That is good news - thanks for spreading the good news!!


----------



## grest (Apr 22, 2008)

Yes, I was in the process of throwing it in the trash when I spotted the letter.  I checked to see if the designation was noted on the RCI site, and when I looked last night, it was not.
Meanwhile, yippee!
Connie


----------



## Daverock (May 11, 2008)

Whoop it up for getting a catagory upgrade but it sure doesn't do me a thing with trading power.  My Dik week by far pulls more and that's a standard unit.

Dave


----------



## dneuser (May 14, 2008)

*Hope's are dashed after all..*



Daverock said:


> Whoop it up for getting a catagory upgrade but it sure doesn't do me a thing with trading power.  My Dik week by far pulls more and that's a standard unit.
> 
> Dave



Well, interestingly enough .. a few weeks have gone by and, despite RCI's claim that once deposited trade power does not change, the pull-power of my 2009 MA weeks has diminished to that of my 2008 deposited weeks and they now trade exactly the same. Not only that - trade power for my other So. Africa resort that used to trade better than MA also was reduced to the same level as MA for 2007, 2008 and the most recent 2009 depost.  (I know - I have way to many banked weeks).

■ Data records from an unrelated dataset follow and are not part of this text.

Issue #985, opened 2016-02-18
When dragging image into editor, `editableInput` fires before image src is set


nmielnik:
@kaave attempted to fix this with #938 but the fix had gone stale.

The issue is that when dragging an image into the editor, the file-dragging extension first inserts an image tag, then waits for the file to download before it updates the `src` of the `<img>` tag.

Since it inserts the `<img>` first, the `editableInput` event will fire BEFORE the `<img>` actually has a source and contains the actual image contents.  Ideally, the `<img>` wouldn't be inserted until it actually has a source so the `editableInput` gets triggered at a point where the image is valid.

LeeKevin:
All fixed.

nmielnik:
Fixed by #990 (thanks @LeeKevin).

The fix should is available in v5.14.4 (https://github.com/yabwe/medium-editor/releases/tag/5.14.4)

PR #990, opened 2016-02-24
Fix for #985

LeeKevin:
PR for #985

### DIFF
--- a/spec/drag-and-drop.spec.js
+++ b/spec/drag-and-drop.spec.js
@@ -53,7 +53,12 @@ describe('Drag and Drop TestCase', function () {
         });
 
         it('should remove medium-editor-dragover class and add the image to the editor content', function () {
-            var editor = this.newMediumEditor(this.el);
+            var editor = this.newMediumEditor(this.el),
+                editableInputListener = jasmine.createSpy();
+
+            editor.subscribe('editableInput', editableInputListener);
+            expect(editableInputListener).not.toHaveBeenCalled();
+
             fireEvent(editor.elements[0], 'dragover');
             expect(editor.elements[0].className).toContain('medium-editor-dragover');
             fireEvent(editor.elements[0], 'drop');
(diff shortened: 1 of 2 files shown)


src/js/extensions/file-dragging.js
```diff
@@ -74,17 +74,12 @@
...
-                var img = this.document.getElementById(id);
-                if (img) {
-                    img.removeAttribute('id');
-                    img.removeAttribute('class');
-                    img.src = fileReader.result;
-                }
-            }.bind(this);
+            // attach the onload event handler, makes it easier to listen in with jasmine
+            fileReader.addEventListener('load', function (e) {
+                var addImageElement = document.createElement('img');
```
nmielnik: Could you use the `this.document` reference here for creating the element?

spec/drag-and-drop.spec.js
```diff
@@ -37,26 +37,55 @@ describe('Drag and Drop TestCase', function () {
...
+                // Pass into the event handler our dummy image source
+                eventListener.calls.mostRecent().args[1]({
+                    target: {
+                        result: 'data:image/gif;base64,R0lGODlhAQABAIAAAAAAAP///yH5BAEAAAAALAAAAAABAAEAAAIBRAA7'
+                    }
+                });
+
+                // Expect that the image is inserted
                 expect(MediumEditor.util.insertHTMLCommand).toHaveBeenCalled();
             }
```
nmielnik: In the spirit of #985 could you add an assert in here to make sure `editableInput` fires whenever the image is inserted?

nmielnik:
This is great, thanks @LeeKevin! 

Just had a couple small recommendations if you don't mind.

nmielnik:
Looks like there's some test failure for IE9 and Edge, are you able to look into them at all?  I can try to help otherwise.

IE9
IE9

Edge
Edge

nmielnik:
So in IE9, `FileReader` doesn't exist, so seems like the `beforeEach()` for the drag-and-drop tests should just check for the existence of `FileReader` and not try to create a spy if it doesn't exist.

The Edge issue appears to just to be a bug where our implementation of `insertHTMLCommand` doesn't trigger `editableInput`.  I'll work on a fix for that ASAP.

nmielnik:
I believe #993 will resolve the test failure in Edge, so you'll only need to resolve the issue where `FileReader` doesn't exist in IE9 which is causing the drag-and-drop test case to fail.

j0k3r:
@LeeKevin I guess you have to rebase your branch with our master to fix Edge test

LeeKevin:
Hopefully this works.

j0k3r:
The rebase looks goods.

nmielnik:
Thanks for removing the `IE9` check, feature detection > browser sniffing.

All tests passed ([build log](https://travis-ci.org/yabwe/medium-editor/builds/111798019)) including the cross-browser testing in SauceLabs, thanks for the work @LeeKevin !

PR #993, opened 2016-02-25
Fix #992

### LINKED ISSUE #992: Edge: editableInput event not triggered when inserting HTML via util.insertHTMLCommand()
Looks like the custom implementation that's being used in place of `document.execCommand('insertHTML')` doesn't result in `editableInput` being triggered in Edge.

This was discovered by @LeeKevin 's tests in #990

nmielnik:
Currently, we have 2 special fallbacks for when browsers don't support some expected functionality:

1. If browsers don't fully support firing `input` on contenteditable (IE, Edge), medium-editor monitor calls to `document.execCommand` so that it can manually trigger the custom `editableInput` event.
2. If browsers don't fully support `document.execCommand('insertHTML')`, medium-editor has some fallback logic to manually insert html into the editor.

When the logic for 2) happens, the manual insertion of HTML causes either the built-in `input` event to fire, or it causes the custom `input` detection for 1) to trigger.

However, in Edge, it appears the custom detection logic doesn't trigger when the logic in 2) happens, so calls to `insertHTMLCommand()` won't ever trigger `editableInput` in Edge.

The fix for this is:

1. When the code monitors calls to `document.execCommand` by creating a wrapper method in place of it, it will also expose another helper method (`document.execCommand.callListeners`) which can be used to manually notify listeners that `document.execCommand` has been called, but won't actually try to execute the real code.
2. When `util.insertHTMLCommand()` executes, it will check to see if the new `callListeners` method exists, and if it does, it will call it so that the internal logic can make sure `editableInput` is triggered.

Fixes #992.  This fix is needed in order for #990 to be completed.  Thanks to @LeeKevin for helping to expose this!

### DIFF
--- a/spec/events.spec.js
+++ b/spec/events.spec.js
@@ -254,6 +254,48 @@ describe('MediumEditor.Events TestCase', function () {
 
             MediumEditor.Events.prototype.InputEventOnContenteditableSupported = originalInputSupport;
         });
+
+        it('should expose a method for calling all listeners manually', function () {
+            var originalInputSupport = MediumEditor.Events.prototype.InputEventOnContenteditableSupported;
+            MediumEditor.Events.prototype.InputEventOnContenteditableSupported = false;
+
+            spyOn(document, 'execCommand').and.callThrough();
+            var origExecCommand = document.execCommand,
+                mockInstance = {
+                    options: { ownerDocument: document }
+                },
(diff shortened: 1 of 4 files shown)


orthes:
Looks good to me. Good job figuring this Edge cases (pun intended :)).

PR #995, opened 2016-02-27
Remove hardcoded inlined display style for anchor editor

PSyton:
For better forms customization with CSS it's better to handle show|hide
state by class.
I've appended additional class for visible form and remove inline style
modifications.
Also I't moved show/hide form functional to form implementation.

### DIFF
--- a/src/sass/components/_toolbar-form.scss
+++ b/src/sass/components/_toolbar-form.scss
@@ -38,3 +38,7 @@
         text-decoration: none;
     }
 }
+
+.medium-editor-toolbar-form-active {
+    display: block;
+}
--- a/spec/anchor.spec.js
+++ b/spec/anchor.spec.js
@@ -14,6 +14,23 @@ describe('Anchor Button TestCase', function () {
     });
 
     describe('Anchor Form', function () {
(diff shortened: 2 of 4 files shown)


orthes:
Thanks! This makes sense. But can you remove `dist/js/medium-editor.js` from the pull request? Also I see that you removed an old test from `spec/anchor.spec.js`, but you didn't add a new one. Can you do that? Thank you.

orthes:
Would you mind adding some tests as well?

PSyton:
I will add tests this days

src/sass/components/_toolbar-form.scss
```diff
@@ -38,3 +38,7 @@
         text-decoration: none;
     }
 }
+
+.medium-editor-toolbar-form-active {
+    display: block;
+}
```
j0k3r: Could you please add an empty line at the end of the file?

PSyton:
_toolbar-form.scss already has empty line at the end.

PSyton:
Added simple test

orthes:
Great! Looks good. Thank you.

PR #996, opened 2016-02-27
Update OS X to 10.11 in Sauce Labs

orthes:
Just a cosmetic change. I've noticed that we're not testing against the latest OS X 10.11 which causes that we're not testing against the latest Safari 9, but against Safari 8 ([the only version supported in OS X 10.10 by Sauce Labs](https://saucelabs.com/platforms/#osx))

### DIFF
--- a/Gruntfile.js
+++ b/Gruntfile.js
@@ -63,7 +63,7 @@ module.exports = function (grunt) {
             platform: 'Windows 10'
         }, {
             browserName: 'googlechrome',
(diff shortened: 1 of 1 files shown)


j0k3r:
Can we keep Safari 8 and Safari 9 as a bonus? :)

orthes:
Your wish is my command :)

j0k3r:
Great :+1:

PR #1001, opened 2016-03-06
Destroy ie autolinks

### LINKED ISSUE #961: Auto-Link extension re-enables 'AutoUrlDetect' in IE when destroyed, even if there are still other actives instances present
Currently, when medium-editor is destroyed (via a call to `.destroy()`), it calls `destroy()` on all extensions that implement it.

When the auto-link extension is initialized, it makes sure that the `AutoUrlDetect` feature is turned off in IE [here](https://github.com/yabwe/medium-editor/blob/master/src/js/extensions/auto-link.js#L41), to prevent auto-link and IE's built in auto url detection from conflicting (especially since our auto-link implementation behaves better).  

When the auto-link extension is destroyed, it turns `AutoUrlDetect` back on [here](https://github.com/yabwe/medium-editor/blob/master/src/js/extensions/auto-link.js#L44-L49)

The problem is there can be multiple instances of MediumEditor instantiated, which could mean multiple version of the auto-link extension are also instantiated.  Thus, as soon as one instance is destroyed, it will turn `AutoUrlDetect` back on, which means this could now interfere with all the other auto-link extension instances which are still around.

The fix would be to have some sort of global mechanism that is shared accross all instances of the auto-link extension, which would make sure the `AutoUrlDetect` feature is only re-enabled if _all_ instances of auto-link have been destroyed.

dyzhu12:
Only re-enable AutoUrlDetect when all auto-link instances have been destroyed -- created an `isLastInstance()` function which checks if all other Medium Editor instances with auto-link enabled have been destroyed.

Fixes #961

### DIFF
--- a/src/js/extensions/auto-link.js
+++ b/src/js/extensions/auto-link.js
@@ -41,9 +41,20 @@
             this.document.execCommand('AutoUrlDetect', false, false);
         },
 
+        isLastInstance: function () {
+            var activeInstances = 0;
+            for (var i = 0; i < window._mediumEditors.length; i++) {
+                var editor = window._mediumEditors[i];
+                if (editor !== null && editor.getExtensionByName('autoLink') !== undefined) {
+                    activeInstances++;
+                }
+            }
+            return activeInstances === 1;
+        },
+
         destroy: function () {
             // Turn AutoUrlDetect back on
-            if (this.document.queryCommandSupported('AutoUrlDetect')) {
+            if (this.document.queryCommandSupported('AutoUrlDetect') && this.isLastInstance()) {
                 this.document.execCommand('AutoUrlDetect', false, true);
             }
         },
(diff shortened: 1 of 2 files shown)


src/js/extensions/auto-link.js
```diff
@@ -41,9 +41,20 @@
             this.document.execCommand('AutoUrlDetect', false, false);
         },
 
+        isLastInstance: function () {
+            var activeInstances = 0;
+            for (var i = 0; i < window._mediumEditors.length; i++) {
+                var editor = window._mediumEditors[i];
```
nmielnik: Each extension has a reference to `this.window` and `this.document`, which are equivalent to the `contentWindow` and `ownerDocument` options that can be optionally passed into the editor.  Could you update these references to `window` here to be `this.window` instead?

nmielnik:
@dyzhu12 The fix looks great and thanks for adding a test! Just need a small update and then we can merge this in.

dyzhu12:
@nmielnik Updated the `window` references to `this.window`

j0k3r:
Thanks ! :+1:

nchase:
:thumbsup:

PR #1009, opened 2016-03-10
Added support for multiple instances of contenteditable areas on the …

rvetere:
…same page :) oh and just a new ignore for .iml - project files of intteliJ IDEA.

I'm just starting a total rewrite from scratch of https://vp24.com - where i already implemented this awesome medium-editor clone more than a year ago. I've dirty hacked the source quite a bit back those days to implement much more things that where needed for vp24. things like color-picker, font-selection, alignments and more buttons leading back to basic functionality of our own editor.

and first of all - the support to have more than one instance of a working content-editable area on the same page, and everything handled from one instance of MediumEditor.

well, maybe i was just too dumb back those days and i didn't see an existing solution in there to achieve that smoothly - or is really everybody else dealing just with one big-ass instance per page/state? ^^

so, you can go ahead and tell me how that would be intended to achieve and we can forget this pull-request :D

i've added two new functions:

* addElements
`this will add an array of new elements to this.elements, and re-run initElements`

* cleanupElements
`this one will run trough all this.elements and check if they still exists in the DOM - and simply filter them out`

then i've added a new if in "initElements", so i can check if an element is already initialized and skip it.

after that i'm ending up with a solution like this in my ng2 directive:

`
      if (!window.mediumEditor) {
         window.mediumEditor = new MediumEditor(el.nativeElement, { ... });
      } else {
         window.mediumEditor.addElements(el.nativeElement);
      }
`

i'm slowly starting trough with my new editor implementation - so i guess i will contribute more things to editor in the future - like i have should done way earlier but better now than never! ;)


rvetere:
sorry i forgot to add new tests already.. will come up with them later, but tell me first if this is even worth to merge ;)

nmielnik:
@rvetere any reason you decided to close this PR?

rvetere:
@nmielnik yeah different ones back at this point..

* first i thought that MediumEditor is already supporting mutliple instances by creating multiple versions of a mediumEditor on the same page
* second, the code was far away from completeness at this point

in the meanwhile i realized that i still need the ability to have only 1 instance of MediumEditor and attaching/detaching several contenteditable areas dynamically during runtime.

Now i started over with a new try on the implementation and this is so far much better now :) It is also handling the event-attaching of custom events now if you have a subscribe on the editor which was not the case in first version. And it is not breaking the existing tests anymore like in the first try.. ^^

So.. currently i'm still hunting one last bug in my system where i'm not sure right now if it is in the new code of my mediumEditor or just in the implementation of it.

Let me check that first in the next few days.. and then i will come up with a new PR, introducing all those changes/improvements ;)

nmielnik:
Awesome, sounds great, thanks @reveter!  Let us know if there's anything else we can answer or help with.

PR #1011, opened 2016-03-13
Fix anchor showform

rvetere:
The anchor form extension received some great changes lately to remove the hardcoded show/hide functionality into css-classes. However, the change was not included in the currently commited dist/ folder.

After a new build, i noticed a wrong placement behavior of the anchor form - i found out that the new call for it was placed in the wrong order in the code.

It is mandatory that the show call is executed before the "setToolbarPosition" call - or it will fail to place correctly.

So this is all fixed with this pull-request ;)


j0k3r:
Thanks for that could you remove the dist files from your PR ?

rvetere:
But the dist files were exactly missing those new changes with the whole refactoring of anchor.js (and so the error with the miss-placement was not "there" when you just worked with the current dist, until you built the project one time on your own)

It is the idea to remove all dist things in pull-requests - and create the final dist on master after the merge?

So best would be if i just delete the branch again - close this pull-request - make this single one-line change in anchor.js - commit this in a new branch and make a new pull-request..? ;)

j0k3r:
As written in [our contributing file](https://github.com/yabwe/medium-editor/blob/master/CONTRIBUTING.md), you shouldn't make modification to dist files, only to source files.
We generated dist file when we prepare a new release only.

> So best would be if i just delete the branch again - close this pull-request - make this single one-line change in anchor.js - commit this in a new branch and make a new pull-request..? ;)

That would be the best move :smile:

rvetere:
Sorry i didn't read the contributing file completely - i just rushed over it ^^ And yes, this makes totally sense... but i'm asking myself why those anchor.js changes where missing in current dist/.. something went wrong during the last release maybe?

Anyway i will continue with this move like described - will be back soon with a new PR ;) :D

And i'm working on more contributions too... i've almost done with a nice mobile support on touch devices and some more things ;)

j0k3r:
The last release didn't included these changes: https://github.com/yabwe/medium-editor/compare/5.14.4...master

rvetere:
Ah ok, classic "chicken/egg" situation then :) Cool that i already found the issue so far before the next release

PR #1012, opened 2016-03-14
Fix anchor showform

rvetere:
As discussed earlier - here the new branch, cleaned up, without anything touching in dest/ ;-) Containing only the fix for the anchor "show-form" logic


j0k3r:
As a follow up, previous discution started at #1011

PR #1018, opened 2016-03-23
Adding clearSelection method to selection.js

dggriffin:
PR for #983.

I saw that there's currently an open pull request (#984) to implement this functionality, but for core rather than selection.js, so I decided to write this and the appropriate unit-tests.


nmielnik:
@dggriffin: This is great, thanks for following up with this, adding some tests, and some great comments!

j0k3r:
:+1:

gsouf:
Could not find it in version 5.23. What is removed?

So, from what I can tell, when new weeks are deposited it resets the value of older weeks previously deposited - as long as it is in the negative.  It never seems to work in the reverse.

No matter what RCI says about trade value being frozen at time of deposit, they will never convince me based on my personal experience.


----------



## arfie (May 14, 2008)

I just banked a red Mt. A.  Worse than ever.


----------